WHAT YOU WILL DO:
Transcribe exactly the line that contains "Against Celsus (Origen), 327 , 328 *, 329 *" and every line below it in the listing, through the last, and no other lines.

******************************

PR #1392, opened 2026-08-25
fix: keep layout superscripts aligned with baseline numbers

### LINKED ISSUE #1380: page.extract_text(layout=True) incorrectly reproducing text
Open attached .pdf, and look at the end of the page for this line:
Against Celsus (Origen), 327 , 328 *, 329 *

page.extract_text produces two lines instead:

******************************

EXERCISE OUTPUT:
Against Celsus (Origen), 327 , 328 *, 329 *

page.extract_text produces two lines instead:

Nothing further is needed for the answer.